▶ **Required action**: A verbatim copy of the listing is the expected output.

+-------+

PR #1373, opened 2019-10-16
improved unicode support

missinglink:
This PR adds extended unicode support:
- normalize Unicode marks to their 'NFC' (composed) form.
- remove any control codes
- convert non-breaking spaces to regular spaces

+-------+

▶ **Your response**:
PR #1373, opened 2019-10-16
improved unicode support

missinglink:
This PR adds extended unicode support:
- normalize Unicode marks to their 'NFC' (composed) form.
- remove any control codes
- convert non-breaking spaces to regular spaces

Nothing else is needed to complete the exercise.